Closed gdower closed 5 years ago
"I'm planning on writing code to correct the author string"
You mean do a lookup to check whether the string is Aus bus (M., 1870) or Aus bus M., 1870, then correct the string? FYI, I've just audited a dataset which had the following malformed author strings:
1844 Cr.) Dahlborn) ([Den. & Sch.]) Den. & Schiff.) [Den. & Schiff.] Dewitz) Gr. & Rob.) (Grote ((Herr.-Sch.) Hew.) )Holland) Klug) micr(Chaudoir) Olliff) ([Schiff.]) tetra(Gray) )Wlkr.)
I'm fixing the malformed author strings before submitting them to gnparser.
I'm harvesting this dataset with a web crawler, so there's additional HTML formatting that I can use to accurately isolate the author string. I'm just testing for cases where there is either an opening parenthesis and no closing parenthesis, or vice versa, and appending the missing parenthesis.
Thanks for the heads up. So far the web crawler hasn't hit any brackets or nested parentheses yet for this dataset, which would definitely be more challenging to correct automatically. I'm also logging a warning and will manually review that the author strings were corrected properly.
Ta.
"I'm just testing for cases where there is either an opening parenthesis and no closing parenthesis, or vice versa, and appending the missing parenthesis."
...or removing the single parenthesis, if the correct form (say, in GBIF's backbone) is no parentheses?

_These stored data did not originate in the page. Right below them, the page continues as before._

PR #1004, opened 2026-06-01
Retire the orphaned productivity app code

natb1:
Closes #776

Removes the dead footprint left by the retired productivity app (#456 and its
sub-issues), now superseded by the /dispatch JIT reminder engine (#726) and the
agenda app (#775).

## What changed

- **Relocated the dispatch rate-limit telemetry writer** out of the retiring
  package: `productivity-tui/hooks/update-rate-limits.sh` →
  `.claude/skills/dispatch-propagate/scripts/update-rate-limits.sh`, and renamed
  its state dir `~/.local/share/productivity-tui` → `~/.local/share/commons-dispatch`.
  All consumers (`statusline.sh`, `dispatch-target-workers`,
  `dispatch-schedule-reseed`, `reference.md`) point at the new path.
- **Removed the productivity-tui package**: the Go TUI, `internal/`,
  `go.mod`/`go.sum`, and its lifecycle hooks; unwired its 4 hook entries from
  `.claude/settings.json` (the now-empty `SessionEnd` key dropped); dropped its
  `.gitignore` line; renamed the go-module test fixture to a neutral name.
- **Removed the Nix build**: `nix/packages/productivity-tui.nix`, the `flake.nix`
  packages output + devShell PATH wiring, and the `wezterm.nix` update-status
  handler. The `go` toolchain stays for budget-etl and scaffolding/firebase.
- **Removed the productivity Firestore rules + tests**: the
  `isProductivityGroupMember` helper, the 5 `match /productivity/{env}/` blocks
  and their validators, and `rules-test/test/firestore/productivity.test.ts`. The
  deny-all catch-all remains last.

## Notes

- **Telemetry-writer relocation bundled in.** The dispatch concurrency-budgeting
  system had repurposed the productivity-tui rate-limit writer and its state file
  as live telemetry without relocating them. A naive directory removal would not
  crash but would silently regress the dispatch chain to 1 worker/tick, so the
  relocation lands as the first commit here.
- **Firestore rules follow the serialized rules workflow.** The rule change ships
  in this feature branch; the standalone rules-only PR + manual deploy is a later
  step at submission time, per .claude/rules/firestore.md.
- **Retained `marketplace.json` budget category.** The `"category": "productivity"`
  at `.claude-plugin/marketplace.json:19` is the budget plugin's legitimate
  marketplace category, not app residue — a deliberate deviation from the issue's
  literal "no productivity references" criterion.

PR #1111, opened 2026-06-04
dispatch: flush stranded local merges before a review-fix PR goes ready (#1105)

natb1:
Closes #1105

## Problem

The dispatch chain follows a "never push a bare merge commit" contract:
`dispatch-merge-main` and `/dispatch-resolve-conflict` merge `origin/main` into a
worktree locally and never push, relying on each phase skill's own push point to
carry the merge to origin. `/review-fix` is the terminal phase; its only push
point is the single `/commit-merge-push` in Step 5. On a zero-findings review the
worker can skip that fork, then still apply `dispatch:reviewed` + `gh pr ready`,
stranding any earlier local merge commit permanently — every later tick routes
`STOP done`, no push point fires again, and GitHub reports the PR `CONFLICTING`
forever. (Observed on PR #1004 / issue #776.)

## Fix

**Primary — `/review-fix` Step 8 terminal flush.** A guard runs unconditionally
as the first action of Step 8, before `gh pr ready`: it fetches the PR branch and
pushes `origin HEAD` whenever `origin/<branch>..HEAD` is non-empty. This is the
terminal flush of the contract — `/review-fix` is the chain's terminal phase, so
any local merge left behind must be carried to origin here. The guard cannot be
reasoned away on a zero-findings run. The `dispatch:reviewed` re-entry path now
routes through Step 8 rather than readying the PR inline, so the flush also covers
an interrupted prior run.

**Defensive — `dispatch-route` refuses to park stranded commits.** The `done`
case no longer emits a bare `STOP done`: it checks `origin/<branch>..HEAD` and
emits a new `PUSH-STRANDED` directive when the worktree is ahead. `/dispatch-worker`
handles `PUSH-STRANDED` by pushing `origin HEAD`, writing an office-hours reason,
and parking with no marker — healing the PR and surfacing the anomaly. Fails safe
to `STOP done` when the remote branch cannot be resolved. With the Step 8 guard in
place this is a true backstop that should essentially never fire.

## Tests

`test-dispatch-scripts.sh`: 1482/1482 pass, including the unchanged Test 8
(non-draft → `STOP done`) and the new Test 8b (non-draft + worktree ahead →
`PUSH-STRANDED`).

### DIFF
--- a/.claude/skills/dispatch-propagate/scripts/dispatch-route
+++ b/.claude/skills/dispatch-propagate/scripts/dispatch-route
@@ -12,6 +12,7 @@
 #   INVOKE /review-fix           phase review       (dispatch:qa-done / reviewed re-entry)
 #   RELEVANCE-REVIEW             phase implement    (no PR) — routes to SKILL.md Step 2
 #   STOP done                    phase done         (non-draft PR)
+#   PUSH-STRANDED                phase done, but worktree ahead of origin/<branch> — push then park
 #   STOP waiting                 dispatch-ci-ready reports not-ready (draft PR CI pending)
 #   STOP wrong-worktree          cross-check failed (diagnostic on stderr); exits non-zero
 #
@@ -88,7 +89,19 @@ case "$PHASE" in
   verify)       echo "INVOKE /verify-pr" ;;
   qa)           echo "INVOKE /qa-fix" ;;
   review)       echo "INVOKE /review-fix" ;;
-  done)         echo "STOP done" ;;
+  done)
+    # #1105: never park a `done` PR whose worktree is ahead of its remote branch —
+    # those unpushed dispatch-merge-main / resolve-conflict merges leave the PR
+    # permanently CONFLICTING with no later tick able to push them.
+    CURRENT_BRANCH=$(git rev-parse --abbrev-ref HEAD)
+    git fetch origin "$CURRENT_BRANCH" >/dev/null 2>&1 || true
+    AHEAD=$(git rev-list --count "origin/${CURRENT_BRANCH}..HEAD" 2>/dev/null || echo 0)
+    if [[ "$AHEAD" -ne 0 ]]; then
+      echo "PUSH-STRANDED"
+    else
+      echo "STOP done"
+    fi
+    ;;
   *)
     echo "dispatch-route: unexpected phase '$PHASE' for $N" >&2
     exit 1
--- a/.claude/skills/dispatch-propagate/scripts/test-dispatch-scripts.sh
+++ b/.claude/skills/dispatch-propagate/scripts/test-dispatch-scripts.sh
@@ -461,6 +461,18 @@ case "$args" in
     # dispatch-resolve-worktree reconciliation: re-point to the PR head branch.
     echo "$args" >> "$STUB_DIR/git-checkout.log"
     ;;
+  fetch\ *)
+    # dispatch-route done-case: fetch the current branch from origin. No-op stub.
+    : ;;
+  rev-list\ --count\ *)
+    # dispatch-route done-case: commits the worktree is ahead of origin/<branch>.
+    # Default 0 (remote up to date → STOP done); route-ahead-count.txt overrides to N.
+    if [[ -f "$STUB_DIR/route-ahead-count.txt" ]]; then
+      cat "$STUB_DIR/route-ahead-count.txt"
+    else
+      echo "0"
+    fi
+    ;;
   *)
     echo "git stub: unknown invocation: $args" >&2
     exit 1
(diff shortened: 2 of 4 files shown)


natb1:
## QA pass — clean (autonomous, non-browser)

This PR changes the dispatch chain (`.claude/skills/` scripts + SKILL.md docs)
to close the issue #1105 hole where `/review-fix` could mark a PR ready while
unpushed local merge commits stranded it as permanently `CONFLICTING`. No
frontend package is touched, so QA ran the non-browser path: the dispatch test
suite plus targeted inspection of the changed behaviors.

**Items walked: 4 — PASS 4 / FAIL 0 / SKIP 0**

| # | Item | Result |
|---|------|--------|
| 1 | Dispatch script test suite passes (incl. new `PUSH-STRANDED` route test) | PASS — 1482/1482 |
| 2 | `dispatch-route` re-routes a stranded `done` PR to `PUSH-STRANDED` instead of `STOP done` | PASS |
| 3 | `/review-fix` Step 8 flushes unpushed commits (`git fetch` + conditional `git push origin HEAD`) before `gh pr ready`, unconditionally | PASS |
| 4 | SKILL.md docs state *why* the push is unconditional — terminal flush of the "never push a bare merge commit" contract; `dispatch-worker` documents the `PUSH-STRANDED` directive | PASS |

**Deferred to office-hours:** none — all items were machine-verifiable.

**Bugs found:** none.

natb1:
## Review-fix summary (PR #1111)

One consolidated pass: `/code-review max --fix`, `/review`, and the surface-gated
security fan-out (input-validation, secrets, red-team, built-in `/security-review`,
plus inline CodeQL) over the same diff. Surface classified `code` (bash scripts);
`app_or_rules=false` and `deps=false`, so app-domain reviewers and the dependency
audit did not apply. CodeQL: no open alerts. All findings de-duplicated below.

### Fixed
- **`test-dispatch-scripts.sh` — Test 8b branch stub** (code-review, high): the new
  PUSH-STRANDED test omitted `current-branch.txt`, so the route resolved the default
  stub branch `main` instead of the test's `42-my-feature`; a regression hardcoding
  `main` would still have passed. Added the `current-branch.txt` stub so the route
  resolves the intended branch. Fixed in `4dfbbf48`.
- **`review-fix/SKILL.md` — Step 8 snippet quoting** (code-review, medium): the Step 8
  flush example used a nested-double-quote `if [[ "$(... "...")" ]]` form; split into
  the capture-then-test `AHEAD=$(...)` / `[[ "$AHEAD" -ne 0 ]]` pattern, matching the
  actual `dispatch-route` code. Fixed in `4dfbbf48`.

### Required (security)
_None._

### Informational
- **Fetch-failure fallback is untested** (`test-dispatch-scripts.sh`, review, low): no
  test covers the `done)` case's `|| echo 0` fail-safe (unresolvable ref → `STOP done`).
  The fallback is intentional and correct for network hiccups; added coverage is a
  nice-to-have, not a correctness gap in this PR.
- **PUSH-STRANDED handler is prose-only** (`dispatch-worker/SKILL.md`, review, low): a
  future model could reason away the worker's push step. This is acknowledged by design
  — the primary `/review-fix` Step 8 guard is mechanical and unconditional, and
  `dispatch-route` enforces the routing; PUSH-STRANDED is the belt-and-suspenders
  backstop. No change needed here.
- **Fetch failure routes `STOP done` instead of `PUSH-STRANDED`** (`dispatch-route`,
  red-team, low): a disrupted `git fetch` falls back to `STOP done`, deferring the push.
  Extreme, high-noise attack surface; the fallback is correct for the common case.
  Pre-existing fail-safe behavior, out of scope for this PR.

### Dismissed
- **Detached-HEAD `git push origin HEAD`** (`dispatch-worker/SKILL.md`, red-team): a
  detached HEAD could push a stray `refs/heads/HEAD`. Not reachable — dispatch worktrees
  are never manually manipulated into detached HEAD. Not a security issue.

### False-positive (security)
- **Command substitution via `"origin/${CURRENT_BRANCH}..HEAD"`** (`dispatch-route`,
  mirrored in `review-fix/SKILL.md`; input-validation + red-team): bash does **not**
  re-evaluate a variable's expanded value for `$(...)` command substitution — the `$()`
  syntax must appear literally in the source. The branch name also comes from
  `git rev-parse --abbrev-ref HEAD`, and git rejects branch names with shell
  metacharacters. The outer double-quotes already neutralize word-splitting/globbing.
  Non-exploitable.

### Deferred / Out-of-scope (security)
_None._

---
Applied `dispatch:reviewed`; marking the PR ready. The Step 5 commit merged
`origin/main` (`97991644`), resolving directive-comment conflicts in `dispatch-route`
and prose conflicts in `dispatch-worker/SKILL.md` by keeping both sides' directives
(PUSH-STRANDED alongside the new `INVOKE /dispatch-resolve-conflict` / `STOP
provision-failed`). Full suite green: 1545/1545.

I found 2 other issues related to author string parsing:
1) If the author name includes an apostrophe (e.g., O’Donnell) some software editors replace the apostrophe with a curly apostrophe, which breaks author parsing:
With curly apostrophe: https://parser.globalnames.org/?q=Ambaeolothrips+pampeanus+Mound%2C+Cavalleri%2C+O%E2%80%99Donnell%2C+Infante%2C+Ortiz+%26+Goldarazena%2C+2016
With regular apostrophe: https://parser.globalnames.org/?q=Ambaeolothrips+pampeanus+Mound%2C+Cavalleri%2C+O%27Donnell%2C+Infante%2C+Ortiz+%26+Goldarazena%2C+2016
2) Author first name initials that include hyphens break authorship parsing:
Xie Y-H, Yuan S-Y, Li Z-Y & Zhang H-R, 2013
Hyphenated: https://parser.globalnames.org/?q=Ctenothrips+yangi+Xie+Y-H%2C+Yuan+S-Y%2C+Li+Z-Y+%26+Zhang+H-R%2C+2013
Hyphens removed: https://parser.globalnames.org/?q=Ctenothrips+yangi+Xie+Y+H%2C+Yuan+S+Y%2C+Li+Z+Y+%26+Zhang+H+R%2C+2013
Removing the hyphens likely is not the proper way of formatting these author strings--I just removed the hyphens to show that the parser isn't handling hyphenated first names correctly.
Ta.
"I'm just testing for cases where there is either an opening parenthesis and no closing parenthesis, or vice versa, and appending the missing parenthesis."
...or removing the single parenthesis, if the correct form (say, in GBIF's backbone) is no parentheses?
Authors in parentheses are original ones, and I guess if open parenthesis is missing, it is safe to assume that everything up to the start of the authorship is original authors. However missing closed parenthesis is more dangerous to assume.
@dimus, of the author strings in CoL with hyphenated author given name initials, only around 2% don't include periods in the initials. Variants include:
Last A-B. Last A-B Last A.-B A-B. Last A-B Last A.-B Last
I notified the data provider of the parentheses typos, and he corrected them.
Thanks for your updates!
I added missing parenthesis cases to Go parser https://gitlab.com/gogna/gnparser/issues/40 it is part of v0.7.1
Closing it here, issues are sesolved in https://gitlab.com/gogna/gnparser/issues/28 and https://gitlab.com/gogna/gnparser/issues/40
If an author string is missing a parenthesis, gnparser considers it as an unparseable tail. For example:
Aus bus M., 1870) https://parser.globalnames.org/?q=Aus+bus+M.%2C+1870%29 Aus bus (M., 1870 https://parser.globalnames.org/?q=Aus+bus+%28M.%2C+1870
That might be the desired behavior, although it might also be useful if gnparser could parse malformed author strings with a warning.
I'm planning on writing code to correct the author string so that it can be parsed by gnparser.